#### THE TASK:
Lines holding the string "limit" are the ones to copy; find them all in the data.

Collected data entries:
▶

PR #730, opened 2022-08-17
Add links to deploys

camden11:
## Description and Context
CLI now logs a link to deploys for any commands that can deploy builds (`watch`, `upload`, `deploy`)

## Screenshots
Before:
Screen Shot 2022-08-17 at 1 05 14 PM

After:
Screen Shot 2022-08-17 at 1 04 02 PM

## TODO
~We may want to update the copy for the link here. I opted not to specify a deploy # because it looks like deploys are only ever referred to by build number in the projects app, but could also tweak the `linkToHubSpot` function a bit so we can show what build the deploy is for~ Going with "deploy of build n"

## Who to Notify
@brandenrodgers @kemmerle

### DIFF
--- a/packages/cli/lib/projects.js
+++ b/packages/cli/lib/projects.js
@@ -354,7 +354,9 @@ const makePollTaskStatusFunc = ({
     const displayId = deployedBuildId || taskId;
 
     if (linkToHubSpot) {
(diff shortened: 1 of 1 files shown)


brandenrodgers (approved):
Looks great!

PR #731, opened 2022-08-17
Updating options for some project commands

brandenrodgers:
## Description and Context

Making a handful of small changes to the options of some projects-related commands:
- Enumerating the options for `--template` in the create command
- `--limit` now shows as an option in the output of `hs project logs --help`
- Bumping the default limit in the logs command from 5 to 10


camden11 (approved):
LGTM

PR #732, opened 2022-08-22
Prevent creation of /src and hsproject.json for projects that dont exist

camden11:
Currently, `hs project download` still create a config file and empty `src` directory if a user tries to download a project that doesn't exist. This prevents that from happening, and adds an explicit error message.

See https://git.hubteam.com/HubSpot/hubspot-cli-issues/issues/335

Before:
Screen Shot 2022-08-22 at 3 53 37 PM

After
Screen Shot 2022-08-22 at 3 52 43 PM

cc @kemmerle


kemmerle (approved):
Reviewed the changes and tested this locally, and LGTM 👍

brandenrodgers (approved):

PR #733, opened 2022-08-22
Encode URLs in UI Links

camden11:
In terminals that don't support actual links, we print the URL to projects when they build and deploy (this probably happens in other places too). These urls weren't being encoded properly, so projects with spaces in their names would end up with broken URLs. This fixes that. See https://git.hubteam.com/HubSpot/hubspot-cli-issues/issues/330

Before:
Screen Shot 2022-08-22 at 4 29 40 PM

After:
Screen Shot 2022-08-22 at 4 29 52 PM

cc @kemmerle

### DIFF
--- a/packages/cli/lib/ui.js
+++ b/packages/cli/lib/ui.js
@@ -37,10 +37,11 @@ const getTerminalUISupport = () => {
  */
 const uiLink = (linkText, url) => {
   const terminalUISupport = getTerminalUISupport();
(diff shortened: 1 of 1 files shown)


kemmerle (approved):
Reviewed code and tested locally, and everything is working well 👍 

Thanks for including screenshots for the commands you used, very helpful!

brandenrodgers (approved):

◀

#### RESPONSE TO THIS EXERCISE:
- `--limit` now shows as an option in the output of `hs project logs --help`
- Bumping the default limit in the logs command from 5 to 10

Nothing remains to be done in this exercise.